Belo Horizonte, 10 de outubro de 2008
Autor: Welington Almeida Pinto
Serventuário: Walker Caldas
PRÉ-QUESTIONAMENTO DO RECURSO DE REVISTA
Belo Horizonte, 10 de fevereiro de 2010
TJMG/Protocolo 0000813777201019
Desembargador Sérgio Antônio Resende
DD PRESIDENTE DO TRIBUNAL DE JUSTIÇA DE MINAS GERAIS
*Processo de origem: 024.2008.910.855-9. Recorrido: WELINGTON ALMEIDA PINTO - Recorrente: UNIMED/BH
Pela presente, manifesto disposição de recorrer da sentença em “Segunda Instância”, processo acima, que anulou o resultado em “Primeira Instância” proferido pela DD. Juíza Ivana Fernandes Vieira - Juizado Especial - Unidade Relações de Consumo.
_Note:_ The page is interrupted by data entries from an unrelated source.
Issue #794, opened 2020-03-07
App crashes when null amount submitted in MerchantTransferActivity


singaltanmay:
**Summary:**

Due to no null check taking place before converting a String to a Double, the app crashes when the submit button is clicked.

**Steps to reproduce:**

In MerchantTransferActivity press the Submit button without entering any amount.

**Expected behavior:**

Prompt the user to enter an amount.

**Observed behavior:**

The app crashes. Logcat : 
```

2020-03-07 19:13:13.964 3325-3325/org.mifos.mobilewallet.mifospay E/AndroidRuntime: FATAL EXCEPTION: main
    Process: org.mifos.mobilewallet.mifospay, PID: 3325
    java.lang.NumberFormatException: empty String
        at sun.misc.FloatingDecimal.readJavaFormatString(FloatingDecimal.java:1842)
        at sun.misc.FloatingDecimal.parseDouble(FloatingDecimal.java:110)
        at java.lang.Double.parseDouble(Double.java:538)
        at org.mifos.mobilewallet.mifospay.merchants.ui.MerchantTransferActivity.makeTransaction(MerchantTransferActivity.java:146)
        at org.mifos.mobilewallet.mifospay.merchants.ui.MerchantTransferActivity_ViewBinding$1.doClick(MerchantTransferActivity_ViewBinding.java:45)
        at butterknife.internal.DebouncingOnClickListener.onClick(DebouncingOnClickListener.java:22)
        at android.view.View.performClick(View.java:7125)
        at android.view.View.performClickInternal(View.java:7102)
        at android.view.View.access$3500(View.java:801)
        at android.view.View$PerformClick.run(View.java:27336)
        at android.os.Handler.handleCallback(Handler.java:883)
        at android.os.Handler.dispatchMessage(Handler.java:100)
        at android.os.Looper.loop(Looper.java:214)
        at android.app.ActivityThread.main(ActivityThread.java:7356)
        at java.lang.reflect.Method.invoke(Native Method)
        at com.android.internal.os.RuntimeInit$MethodAndArgsCaller.run(RuntimeInit.java:492)
        at com.android.internal.os.ZygoteInit.main(ZygoteInit.java:930)

```
**Device and Android version:**

Android Studio Emulator API 29

dubeyaayush07:
duplicate #757 please check before submitting a new issue

Issue #757, opened 2020-02-24
No empty field validation in MerchantTransferActivity


dubeyaayush07:
**Summary:**
MerchantTransferActivity does not validate for empty amount field

dubeyaayush07:
I would like to work on this

luckyman20:
@dubeyaayush07 Please mention steps to reproduce.

dubeyaayush07:
@luckyman20 
Steps to Reproduce
Go to Merchant Transfer Activity do not enter anything in the amount field click submit the app crashes because null value is allowed

luckyman20:
How to reach to MerchantTransferActivity? Detailed description is needed.

dubeyaayush07:
![Screenrecorder-2020-03-17-16-37](https://user-images.githubusercontent.com/30518564/76850779-14084900-686e-11ea-8871-0d09ddce0f91.gif)
@luckyman20

luckyman20:
@dubeyaayush07 I am not able to load the merchants only. On which branch and server you are testing this?

dubeyaayush07:
@luckyman20  I am testing on the dev branch I removed KYC fragment from view layout to test this, view layout loads two fragments at once and when fetch fails in the KYC fragment it redirects to the HomeFragment that is why you are not able to access the merchant fragment. I am currently working on fixing this problem in another issue.

PR #758, opened 2020-02-24
Fix #757 - added empty field validation in MerchantTransferActivity

dubeyaayush07:
Fixes #757

- [x] Apply the `AndroidStyle.xml` style template to your code in Android Studio.

- [x] Run the unit tests with `./gradlew check` to make sure you didn't break anything

- [x] If you have multiple commits please combine them into one commit by squashing them.

PR #796, opened 2020-03-07
Fixed app crash when submitting null amount in MerchantTransferActivity

singaltanmay:
## Issue Fix
Fixes issues #794 and #757

## Description
In `org.mifos.mobilewallet.mifospay.merchants.ui.MerchantTransferActivity` when `R.id.btn_submit`  is clicked, `makeTransaction()` now checks if the amount fetched from the EditText is not null before parsing the String to a Double. It also shows the user a Toast if an amount has not been entered

##


dubeyaayush07:
There is already a PR for this issue (#758)

singaltanmay:
The earlier PR for this issue (#758) check only if the value is "" but not if it is null. [TextUtils.isEmpty()](https://developer.android.com/reference/android/text/TextUtils#isEmpty(java.lang.CharSequence)) is a superior check.  That PR also renames the variable "eamount"  to "amount".

dubeyaayush07:
@singaltanmay The getText function outputs an empty string when there is a null value, eamount is not grammatically correct also using equals to check for empty field is consistent with the codebase still if you want to suggest something do it in the original PR and the author will make the correction no need to create redundant PR as this creates extra work for the maintainers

Observando que, no histórico do texto: [...] como cediço, tendo em vista que o vício de consentimento não se presume, cabe à parte que o alega trazer aos autos prova robusta de sua ocorrência, o que não há na espécie, uma vez que o contrato de Plano de saúde foi alterado pelas partes em julho de 2008 (na verdade 27 de agosto de 2008), não se podendo presumir que o Recorrido tenha sido coagido a fazê-lo, considerando que a cirurgia foi realizada meses após tal alteração [...] (na verdade, 14 dias após tal alteração – operado com certa urgência por uma patologia em minha carótida esquerda. Angioplastia realizada na manhã de 12 de setembro de 2008).
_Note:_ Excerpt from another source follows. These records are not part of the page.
Issue #816, opened 2020-03-14
fix: restrict amount in ShowQr


Bhavnaharitsa:
**Summary:**
The ShowQr, in the reset amount, the tag accepts as much as amount possible without any constraint. Usually, banks have a constraint of about one lakh transaction. I think we should have that too

PR #820, opened 2020-03-15
 fix: amount restricted when exceeds level

Bhavnaharitsa:
Fixes: #816
Amount restricted when exceeds level in ShowQrActivity.

### DIFF
--- a/mifospay/src/main/java/org/mifos/mobilewallet/mifospay/utils/Constants.java
+++ b/mifospay/src/main/java/org/mifos/mobilewallet/mifospay/utils/Constants.java
@@ -169,6 +169,7 @@ public class Constants {
     public static final String CHANGE_UPI_PIN = "Change UPI PIN";
     public static final String FORGOT_UPI_PIN = "Forgot UPI PIN";
 
+
     // broadcast receiver intent filters
     public static final String REGISTRATION_COMPLETE = "registrationComplete";
     public static final String PUSH_NOTIFICATION = "pushNotification";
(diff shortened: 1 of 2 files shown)


Bhavnaharitsa:
ezgif com-video-to-gif

mifospay/src/main/java/org/mifos/mobilewallet/mifospay/utils/Constants.java
```diff
@@ -168,6 +168,7 @@
     public static final String INDEX = "Index";
     public static final String CHANGE_UPI_PIN = "Change UPI PIN";
     public static final String FORGOT_UPI_PIN = "Forgot UPI PIN";
+    public static final String AMOUNT_EXCEED_LIMIT = "Amount exceeding limit";
```
jawidMuhammadi: Please do not use strings as constant if it is being displayed in UI, whenever we try to translate the app to other languages, if the strings are not in the `string.xml` file then we can't translate those strings and it will cause to very bad user experience.

Bhavnaharitsa: Okay sir!

Bhavnaharitsa: But, there are many strings that are in Constants, as you can see the top string is constant Do you want me to change that?

jawidMuhammadi: Yes please, in this PR at least change your added string,  the other developers mistakenly have added some UI related strings without thinking about future translation problems in Constants, so it doesn't mean we have to the same mistake. It would be great if you raise a refactor code issue and send another PR regarding transferring those strings to the `strings.xml` file that need the translation.

Bhavnaharitsa: Sure will, thank you for the guidance. I shall do the changes for now and open a new issue. However I have noticed a lot of hardcoded strings in Java files which needs to be changed too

Nos autos, entre outros argumentos, reuni farta documentação demonstrando que fui obrigado a migrar para um Plano de Saúde que cobriria todos os procedimentos médicos a partir de 27 de agosto de 2008, cláusula logo quebrada quando a Unimed/BH negou pagar dois procedimentos, sendo o primeiro durante o ato cirúrgico no valor de 3.500 reais que a Operadora só reconheceu a divida e pagou ao Lifecenter por ordem judicial. Depois, em Dezembro de 2008, a Unimed/BH também negou a pagar um exame de extrema importância para ajudar no tratamento de um “zumbido” nos meus ouvidos como sequela da Angioplastia – exame realizado pelo IPSEMG. Diante de tudo isso, recorri à justiça para retornar ao plano antigo, pois a migração de plano não estava surtindo o efeito acordado em novo contrato – histórico, passo a passo, publicado no iBook : “SÓ A JUSTIÇA PODE ENQUADRAR OS PLANOS DE SAÚDE” (www.dadaavenia.blogspot.com), editado por mim, onde relato o que ocorreu nesse período de constrangimento e tumulto na relação com a UNIMED/BH, de julho de 2008 até os dias de hoje, quando a Operadora mandou meu nome para a lista de mal pagadores do SPC.
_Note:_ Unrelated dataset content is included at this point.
Issue #819, opened 2020-03-15
fix: Many hardcoded strings in java files


Bhavnaharitsa:
**Summary:**
There are many hardcoded strings in many java files which can be assigned string values.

Castigado duas vezes: perdi a Ação por falta de provas robustas e, como parei de pagar as mensalidades à Unimed assim que a sentença foi dada em “Segunda Instância” por não ter condições de bancar essa despesa, corro o risco de perder a condição de associado da Unimed/BH, mesmo depois de ter pagado uma verdadeira fortuna, mensalmente e sem atraso, aos cofres da Operadora de Plano de Saúde, imaginando fazer um pecúlio para tratamento de saúde digno quando precisar. Tentei várias vezes negociar com a Operadora que tem como slogan em suas peças publicitárias o seguinte apelo comercial: Preço a Gente Negocia. Qualidade Não. Mas, até hoje, apenas recebi ameaças de cobrança judicial e, do SPC – SERVIÇO DE PROTEÇÃO AO CRÉDITO, notificação publicada no iBook acima citado.